La situation est préoccupante en Nouvelle-Aquitaine : près de 8 000 places de formation destinées aux demandeurs d’emploi vont être supprimées cette année. Cette réduction, représentant environ un quart de l’offre régionale, fait suite à une coupe de 35 millions d’euros dans la dotation annuelle de l’État, comme l’a annoncé la région récemment.

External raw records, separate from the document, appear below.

PR #7278, opened 2017-09-12
update spawn error good files

psahabu:
Forgot to update the good files on these tests. Thanks to @ronawho for catching this.


psahabu:
Turns out the good files for these tests depend on the platform they are tested on, with different systems generating different `SystemError`s. I'll be opening a prediff PR shortly.

psahabu:
After actually looking at the test directory, the test only runs on darwin, which is why linux64+flat didn't turn up anything. This fix should be sufficient to fix the failures on darwin.

Issue #7130, opened 2017-08-26
unhandled stderr.writeln() in default mode catch block


psahabu:
### Summary of Problem
Calling `stderr.writeln()` from a catch block in default mode causes incomprehensible errors to be emitted, rather than a properly inserted `halt()`. Explicitly wrapping the call in a `try!` preempts the problem.

### Steps to Reproduce

**Source Code:**

```chapel
proc unrelated() {
  try {
    writeln("inside try");
  } catch {
    stderr.writeln("stderr");
  }
}

unrelated();
```

**Compile command:**
`chpl unrelated.chpl`

**Execution command:**
`./unrelated`

### Configuration Information

- Output of `chpl --version`: 1.16 prerelease
- Output of `$CHPL_HOME/util/printchplenv --anonymize`:
  - CHPL_TARGET_PLATFORM: darwin
  - CHPL_TARGET_COMPILER: clang
  - CHPL_TARGET_ARCH: native
  - CHPL_LOCALE_MODEL: flat
  - CHPL_COMM: none
  - CHPL_TASKS: qthreads
  - CHPL_LAUNCHER: none
  - CHPL_TIMERS: generic
  - CHPL_UNWIND: none
  - CHPL_MEM: jemalloc
  - CHPL_MAKE: make
  - CHPL_ATOMICS: intrinsics
  - CHPL_GMP: gmp
  - CHPL_HWLOC: hwloc
  - CHPL_REGEXP: re2
  - CHPL_WIDE_POINTERS: struct
  - CHPL_AUX_FILESYS: none
- Back-end compiler and version, e.g. `gcc --version` or `clang --version`:
  - Apple LLVM version 8.0.0 (clang-800.0.42.1)
  - Target: x86_64-apple-darwin15.6.0
  - Thread model: posix
  - InstalledDir: /Library/Developer/CommandLineTools/usr/bin

psahabu:
Ah, this is the band-aid fix in #6607 coming back to bite me, `errorHandling.cpp:337`:

``` cpp
Expr* insert = node->getStmtExpr();
if (insert == NULL)
  insert = node;
```

Here's the AST that is given to the `lowerErrorHandling` pass from `resolve`:

```
val _return_tmp_[1201912]:bool[7] "temp"
(1201914 'move' _return_tmp_[1201912](193214 call writeln[1074430] stderr[235915] "stderr"))
```

[...]

PR #7281, opened 2017-09-12
update labelprop with error handling

psahabu:
#7130 was preventing labelprop from being upgraded to error handling, but #7269 was a nice fix for that. This is the follow-up to that issue and PR, bringing labelprop into the error handling world.

- [ ] test passes on chapcs


psahabu:
Mysterious timeouts on chapcs, punting to post-release.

Le gouvernement a décidé de réduire de 56 % les crédits alloués aux formations dans le budget 2026, laissant ainsi la région dans l’impossibilité de couvrir ces coupes. Selon le conseil régional, il est devenu inévitable de supprimer près de 8 000 places sur une capacité annuelle de plus de 30 000 stagiaires.
Une situation intenable
Début mars, après une réévaluation des financements, la contribution de l’État, attendue à 65 millions d’euros, a été drastiquement réduite à 44,38 millions. Cette coupe s’ajoute à une première réduction de 15 millions déjà prévue dans le budget de l’année. La région a exprimé sa préoccupation face à la fragilisation des structures de formation, insistant sur le fait qu'elle n'est plus en mesure de compenser ces pertes.
Cependant, la région s’engage à investir 142 millions d’euros dans la formation des demandeurs d’emploi cette année, cherchant ainsi à limiter les impacts négatifs sur l’emploi.
Une nécessité pour l’insertion
Au niveau national, l'association Régions de France a déjà alerté sur une éventuelle suppression de 60 000 places de formation, attribuant cela à un budget gouvernemental réduit à 377 millions d’euros, bien en deçà des 854,9 millions d’euros promis il y a trois ans. Une étude de la Dares en 2022 a démontré que les personnes ayant suivi une formation bénéficient d'une probabilité accrue de 10 % de retrouver un emploi dans les 18 mois suivants.
Par ailleurs, des statistiques récentes de l’Insee révèlent qu’au premier trimestre 2026, le taux de chômage en France a dépassé les 8 % pour la première fois en cinq ans, marquant une augmentation significative de 0,2 point par rapport au trimestre précédent et de 0,7 point sur an. Ces chiffres illustrent l’urgence d’une réponse adaptée pour contrer les effets néfastes du désengagement de l'État.